> Exercise prompt: Would you copy only the lines below, beginning with the one that contains "commitment, limits, and" and running through the last entry line?

> Information:
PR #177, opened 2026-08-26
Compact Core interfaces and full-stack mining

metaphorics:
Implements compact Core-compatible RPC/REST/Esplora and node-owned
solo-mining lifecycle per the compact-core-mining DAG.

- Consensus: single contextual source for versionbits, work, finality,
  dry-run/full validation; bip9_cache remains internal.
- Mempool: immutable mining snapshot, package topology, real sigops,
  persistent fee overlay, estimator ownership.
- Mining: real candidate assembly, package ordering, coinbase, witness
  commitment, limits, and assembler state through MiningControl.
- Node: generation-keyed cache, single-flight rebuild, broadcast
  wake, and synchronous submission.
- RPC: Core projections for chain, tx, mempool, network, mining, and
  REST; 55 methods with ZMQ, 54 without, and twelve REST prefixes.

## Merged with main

> Response area:
  commitment, limits, and assembler state through MiningControl.
- Node: generation-keyed cache, single-flight rebuild, broadcast
  wake, and synchronous submission.
- RPC: Core projections for chain, tx, mempool, network, mining, and
  REST; 55 methods with ZMQ, 54 without, and twelve REST prefixes.

## Merged with main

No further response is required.